Collected data entries

PR #9019, opened 2016-07-13
[JS-dropdown] fix overriden positionClass option

iamdey:
the `positionClass` is always overriden by element properties

### DIFF
--- a/js/foundation.dropdown.js
+++ b/js/foundation.dropdown.js
@@ -51,10 +51,6 @@ class Dropdown {
 
     });
 
-    if (this.options.positionClass.length === 0) {
-      this.options.positionClass = this.getPositionClass();
-    }
-
     this.counter = 4;
     this.usedPositions = [];
     this.$element.attr({
@@ -77,7 +73,12 @@ class Dropdown {
     var horizontalPosition = /float-(\S+)\s/.exec(this.$anchor[0].className);
         horizontalPosition = horizontalPosition ? horizontalPosition[1] : '';
     var position = horizontalPosition ? horizontalPosition + ' ' + verticalPosition : verticalPosition;
-    return position;
+
+    if (position.length > 0) {
+      return position;
+    }
+
+    return this.options.positionClass;
   }
 
   /**
@@ -148,6 +149,8 @@ class Dropdown {
     }
 
     this.$element.offset(Foundation.Box.GetOffsets(this.$element, this.$anchor, position, this.options.vOffset, this.options.hOffset));
+
+    this.initialPositionClass = this.getPositionClass();
 
     while(!Foundation.Box.ImNotTouchingYou(this.$element, false, true) && this.counter){
       this._reposition(position);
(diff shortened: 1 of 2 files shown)


iamdey:
npm failed to install on travis :(

Owlbertz:
I restarted the Travis check, it passed now.
Could you give a small example code on what was not working correctly?

test/javascript/components/dropdown.js
```diff
@@ -23,6 +23,27 @@ describe('Dropdown', function() {
       plugin.$element.should.be.an('object');
       plugin.options.should.be.an('object');
     });
+
+    it('uses user\'s defined options', function() {
```
iamdey: > Could you give a small example code on what was not working correctly?

easy; this test will fail with current code @Owlbertz.

Owlbertz:
Can you provide the HTML/JS you use to set up the Dropdown?

iamdey:
this is my real world example : https://github.com/CaliOpen/caliopen.web-client-ng/blob/master/src/js/component/layout/header/user-menu.js#L8-L37

this may not be a simple example since we use foundation as a library not a framework (we use foundation' scss mixins in a BEM approach and foundation JS components only when it's required in  an ES6 angular project). In my use case it is a non-sense to use foundation specific stylesheet classes (`bottom`, `float-right`).

You probably prefer a not running example, I will create a plunkr asap (probably monday).

iamdey:
@Owlbertz I've added a working example showing that defining manually `positionClass` has no effects. The only way is by using foundation classes, but it's not in the way I'm using foundation.

http://codepen.io/esion/pen/mEXPxR

Owlbertz:
Thanks for that stunning example. As I see the same applies for the configuration via the `data-position-class` attribute.

Owlbertz:
Alright, after checking this out I feel like this has to be placed right in the `getPositionClass()` method.
As far as I can see there also needs to be a change in `open()` because otherwise it will not work (at least not when using the `data-position-class`). Putting your change right on top of the `getPositionClass()` should get this running for all cases.
What do you thing?

iamdey:
Do you mean, `getPositionClass` is responsible to give the correct depending on option or data-* or stylesheet classes ? so yes :+1: 

1. it prevents variable mutations
2. it improves separation of concerns

Owlbertz:
Do you mind adjusting the PR accordingly?

js/foundation.dropdown.js
```diff
@@ -312,7 +318,8 @@ class Dropdown {
       if(curPositionClass){
         this.$element.removeClass(curPositionClass);
       }
-      this.$element.addClass(this.options.positionClass)
+
+      this.$element.addClass(this.initialPositionClass)
```
iamdey: the code in `close()` and `_reposition()` is too much legacy and my fix not a good solution at all; please reject the PR.

iamdey:
In my mind the positioning thing needs to have a whole refactor, adding and removing classes should not happen in that way.

kball:
Closed based on the above.  Refactoring positioning is on the agenda for 6.3 or 6.3.1

PR #9020, opened 2016-07-13
[JS-dropdown] fix float-right is ommited when last in classes

iamdey:
the regex requires a empty character after `float-something` 

I didn't get why `\s` has been added (the unit test is ok without it)


Owlbertz:
I agree, it makes no sense to expect a space after the float class.

iamdey:
done @Owlbertz

Owlbertz:
Ok, I pulled this down and had a look. Seems like your change is unnecessary because the `hover` class will always be applied to the anchor before `getPositionClass()` is called. Therefore, `float-*` will never be the last class.
However, to make this more future proof, I'm happy you found this.

Issue #9021, opened 2016-07-14
[bug scss] Hover disabled buttons reset color


hylke94:
Every button with the class of button and disabled is being reset to the base color when hovering over the button.
For example: a button with classes "button alert disabled" is red with an opacity to show the button is disabled. When you hover over this button the color is turning black to blue.

**What did you expect to happen?**
The button stays red when hovered.

**What happened instead?**
The button turns back to blue when hovered.

**Test case:**
[JSFiddle](https://jsfiddle.net/Hylke94/pyh76hyd/)

kball:
Fixed in #9022.

PR #9022, opened 2016-07-14
Fix for resetting background color on hover and focus state of a disabled flavored button.

denisahac:
Fix for #9021

### DIFF
--- a/scss/components/_button.scss
+++ b/scss/components/_button.scss
@@ -136,12 +136,12 @@ $button-opacity-disabled: 0.25 !default;
 }
 
 /// Adds disabled styles to a button by fading the element, reseting the cursor, and disabling pointer events.
-@mixin button-disabled {
+@mixin button-disabled($color: $primary-color) {
   opacity: $button-opacity-disabled;
   cursor: not-allowed;
 
   &:hover, &:focus {
-    background-color: $button-background;
+    background-color: $color;
     color: $button-color;
   }
 }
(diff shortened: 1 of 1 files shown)


Silvester20:
Works great for a normal download, thanks for that! But unfortunately this PR doesn't work for the custom build download. Or actually I probably should say this PR does work but somehow it is not included in the "foundation.min.css" from the [custom build download](http://foundation.zurb.com/sites/download.html/).

Can you take a look at it @kball ?

kball:
@Silvester20 I just tried doing a download of the full from there and it appeared to work fine... can you give me more details about the options you used for the download?

Silvester20:
@kball Yes, I didn't made any change to the custom download. Just go to the [download page](http://foundation.zurb.com/sites/download.html/) and scroll to bottom and press the big orange button "Download Custom Build". Then I took the minified version of the CSS file.

kball:
Thanks @Silvester20, that helped me find it.  There was a caching problem in the customizer and in some cases it was still serving out 6.2.3.  has been fixed.

scss/components/_button.scss
```diff
@@ -136,12 +136,12 @@ $button-opacity-disabled: 0.25 !default;
...
 /// Adds disabled styles to a button by fading the element, reseting the cursor, and disabling pointer events.
-@mixin button-disabled {
+@mixin button-disabled($color: $primary-color) {
   opacity: $button-opacity-disabled;
   cursor: not-allowed;
 
   &:hover, &:focus {
-    background-color: $button-background;
+    background-color: $color;
     color: $button-color;
```
stianpr: Shouldn't this use `foreground($color, $button-color-alt, $button-color)`? if the button background color is very light? The secondary color is usually gray so we don't want the font color to be white then...

PR #9026, opened 2016-07-15
Components settings

andreamk:
https://github.com/zurb/foundation-sites/pull/8943
target on 6.3

### DIFF
--- a/assets/foundation-flex.scss
+++ b/assets/foundation-flex.scss
@@ -1,3 +1,40 @@
+$foundation-components: (
+	grid: true,
+	flex-grid: true,
+	typography: true,
+	forms: true,
+	button: true,
+	accordion: true,
+	accordion-menu: true,
+	badge: true,
+	breadcrumbs: true,
+	button-group: true,
+	menu: true,
+	menu-icon: true,
+	drilldown-menu: true,
+	dropdown: true,
+	dropdown-menu: true,
+	flex-video: true,
+	label: true,
+	media-object: true,
+	off-canvas: true,
+	orbit: true,
+	pagination: true,
+	progress-bar: true,
+	slider: true,
+	sticky: true,
+	reveal: true,
+	switch: true,
+	table: true,
+	tabs: true,
+	thumbnail: true,
+	title-bar: true,
+	tooltip: true,
+	top-bar: true,
+	visibility-classes: true,
+	float-classes: true
+);
+
 @import '../scss/foundation';
 
-@include foundation-everything($flex: true);
+@include foundation-components-include;
--- a/scss/util/_components.scss
+++ b/scss/util/_components.scss
@@ -1,0 +1,173 @@
+@function foundation_component_enabled($key: '') {
+	@if (not map-has-key($foundation-components, $key)) {
+		@return false;
+	} @else {
+		@return map-get($foundation-components, $key) ;
+	}
+}
+
+@function foundation_grid_enabled() {
+	@if foundation_component_enabled("flex-grid") {
+		@return false;
+	} @else {
+		@return foundation_component_enabled("grid");
+	}
+}
+
+@function foundation_flex_grid_enabled() {
+	@return foundation_component_enabled('flex-grid');
+}
+
+
+@mixin foundation-components-include() {
+  @include foundation-global-styles;
+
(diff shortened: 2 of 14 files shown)


kball:
Curious what @brettsmason @andycochran @ncoden and @zurbrandon think of this

assets/foundation-flex.scss
```diff
@@ -1,3 +1,40 @@
+$foundation-components: (
```
ncoden: Is it usefull to duplicate component enabling settings in `assets/*` and `scss/foundation.scss` ? We could provide a boolean setting like `$foundation-components-enable` which enable or disable all components by default.

scss/util/_components.scss
```diff
@@ -0,0 +1,164 @@
...
+		@return false;
+	}
+	
+	@return map-get($foundation-components, $key);
+}
+
+@mixin foundation-components-include() {
+  @include foundation-global-styles;
+
+  @if (foundation_component_enabled("grid")) {
```
ncoden: In France, we call this an "If forest".
Because we can't `@include` dynamically, the only way I see to avoid it is to declare the components by using a `@mixin` checking if the component is enabled/disabled, and directly generating the CSS.
Well, almost like here but split into the component files.

Also, it is not possible anymore to easily customize the component generation order, or add its own components/code between. I think it is an important possibility that we shouldn't drop.

ncoden (commented):
@andreamk @kball Great idea :+1:. I have only tree remarks

brettsmason:
Hmm so I'm not sure I fully understand the purpose of this.
My main concern is does this still allow you to use the mixins to include components wherever you like in your code? Or does this only effect the mixin that includes everything? I feel like this might add a layer of complexity thats generally not needed, but I may be completely missing the point, which is quite possible 😄

ncoden:
At https://github.com/zurb/foundation-sites/pull/8943, @andreamk gives good arguments for the controle of components in settings. However, we can't drop the possibility for the user to generate himself the components (so change the order, adding code between, generate some or all of them in a scope...).

So I think the win-win situation would be to:
- Make the `@mixin foundation` generating the components enabled/disabled in settings (see my other comments above)
- Make it clear that the components `@mixin foundation-*` can be directly called.

andreamk:
Hello 
You can see the problem generated by the current system with the variable $global-flexbox.
Having no information on active modules was necessary to introduce a variable to manage dependencies between modules.

With my system you can extend foundation with functions that depend on the active modules without introducing variables that can generate inconsistency errors.

ncoden:
@andreamk True. Edited ;)

DaSchTour:
I think this change introduces a very bad pitfall, as it is possible to include normal grid and flexbox grid at the same time. I also would also suggest to keep the old `$global-flexbox` setting and use it for the new settings, so that backward compatibility is kept for 6.3 at least.

kball:
So my sense based on the comment threads here is that this is an interesting direction but needs more work.  @andreamk do you want to take another pass/iteration on this?

andreamk:
Hello
sorry for the wait.

I restored $global-flexbox
`
$global-flexbox: foundation_component_enabled("flex-grid") !default;
`
It is true if flex-grid is enabled but you can assign a custom value

ncoden:
@andreamk Hi, sorry for not replying to you sooner.

Your branch has conflicts with `zurb:6.3`. Could you merge `zurb:6.3` in it, then squash ?
Also, `v6.3` has been released, so maybe you should open a new PR to merge into `v6.4`. (@kball ?)

kball:
Definitely target should now be 6.4.  I think this should probably be a part of the larger conversation about how we handle settings etc as in https://github.com/zurb/foundation-sites/issues/9492

ncoden:
@andreamk Do you still have time for this PR ?

DanielRuf:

WHAT NEEDS TO BE DONE — Only a number is wanted here: how many lines of the records above hold the word "options".

RESULT OF THE EXERCISE — 8